• [YOUR INSTRUCTIONS]
In the entries that follow, find the word "nice" and report each line it is on.

• [DATASET]
PR #4346, opened 2024-11-10
Support Git as only VCS

qwerty287:
Only support git as vcs and remove the corresponding env var `CI_REPO_SCM`.


docs/src/pages/migrations.md
```diff
@@ -16,6 +16,7 @@ This will be the next version of Woodpecker.
   - `CI_PIPELINE_FINISHED` as empty during execution
   - `CI_PIPELINE_STATUS` was always `success`
   - `CI_STEP_STATUS` was always `success`
+  - `CI_REPO_SCM`
```
anbraten, line 19: Would be nice if you could add some more details here.

anbraten (dismissed):

6543 (dismissed):
e.g. https://github.com/woodpecker-ci/woodpecker/discussions/2355 integration

and more could come, so it does not add much maintinance to keep it as generic as it is now

6543:
why was this initially proposed at all?!? e.g. what's the reason behind?

6543:
I see the current architecture that we **can** support more than git even as far as an "selling" over other cicd systems

6543:
PS: still thanks for thinking how to slim down and remove legacy code :)

6543:
> we can't build the "egg-laying woolly milk sow"

agree but this is realy not much code and losing it is a shame ...

6543:
**I** as an owner wana veto this change

pat-s:
Without any opinion: Should this PR be closed then?

xoxys:
If a single owner has the power to block PRs at any time, yes.

6543:
well the argument stands: either merge it, in this case I will also merge things, that got denyed from me, because an owner is for it ... or block it untill veto is removed  in this case untill I'm no owner anymore. next election is in 1 months btw. ...

so yes our community gudelines dont have a clear statement of when the owners dissagree - wich would not be a problem if we would have `$owner.mod(2) = 0`, .. witch we currently do.

so I personally interpret it as veto. ?

xoxys:
I just dont understand your point. Right now there is not a single none-git forge supported in woodpecker core right? So this code is unused and useless. To keep it just because we might or might not support none-git forges doesnt make sense to me. Even if we would like to support such forges we could also do it by an official extension in the same way we do it for plugins.

pat-s:
As this is now more a political issue than a code-one, it would be great if you @6543 @anbraten could discuss the general governance part how to proceed in such situations. 

@qwerty287 I think there's not much value in further branch updated until this is resolved?

6543:
another inportant pease of note: I personally wana add mercry support for a long time but it's  just low priority as it requieres to:
 - [ ] create an official mrcury clone plugin
 - [ ] add support for sourcehut ...
 
 and this is not as important as #3411 or  #2254 (I already have some non ready code moving towards it) ...

... so if we merge this pull ... we would soon have to reverte it and remigrate to it, so I dont see why we should do so

6543:
> This is not even necessary. The information that woodpecker stores here is used nowhere. You can use any plugin/container for cloning.

well
https://github.com/woodpecker-ci/woodpecker/blob/ebf9f9ccbb2784b23428032a42ff61dfda7374ef/pipeline/frontend/yaml/compiler/compiler.go#L159-L182

should use it to decide based on the default plugins what to use ...

6543:
well you could argue with altering  #4352 to not have a slice but store the DefaultClonePlugin that can be changed ... and is set on enabling an repo (this logic could adopt to check what vcs is used) you could remove it ...

... but still in this case e.g. plugins like ready-release-go will just fail with no clear error to point users to 

checking against `CI_REPO_SCM==git` can display a nice error msg ... same as missuse of the wrong clone plugin

6543:
and extensions are we... like DKMS modules to kernels ... they get the job done but fail over and over and just shift the burden to the sysadmins - I wana have first class support for different VCS ? what argument is against that?

xoxys:
Can we just do a poll? Sorry, but everyone already wanted someone in Woodpecker that was rejected, and it seems this discussion is going nowhere.

pat-s:
Mercurial or any other VCS are super niche and maybe have a user base of <5%, maybe under 2%?

We never had active requests for other VCS AFAIK. Most maintainers have likely never used anything else than `git`. Hence I don't understand why we would want to keep/extend this part.

Besides, I don't understand why you (@6543) are defending this PR so tremendously? It feels there must be something we don't see/know, also because you haven't acted similarly in the past for other PRs which seemed potentially more important.

Last, only having one person being responsible for such an important cornerstone of a codebase feels risky and might incur more complicated discussions in the future, for both users and maintainers.

Overall, I don't have a strong opinion on this personally but I can't see good (enough) arguments so far why it should be kept.

zc-devs:
Wait, who's here responsible for others? ;)
Having no one responsible person is even worse.

pat-s:
@qwerty287 I am not really sure what this PR is waiting on. I see you rebase frequently. So, we are stuck here somehow and nobody wants to act I guess?

pat-s:
The tendency seems to be in clear favor or removal judging from the last comments and overall discussion. To move on here and get this into 3.0 as it is breaking, I'll merge this now.

pat-s (approved):

xoxys:
Well then dismiss it?

pat-s:
I guess only owners can?

xoxys:
No

image

xoxys:
Done now.

6543:
well I'm still against this cange but It looks like i have to creat a pull and rebase it untill all others see it worth adding it again ... :/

• [REPLY]
anbraten, line 19: Would be nice if you could add some more details here.
checking against `CI_REPO_SCM==git` can display a nice error msg ... same as missuse of the wrong clone plugin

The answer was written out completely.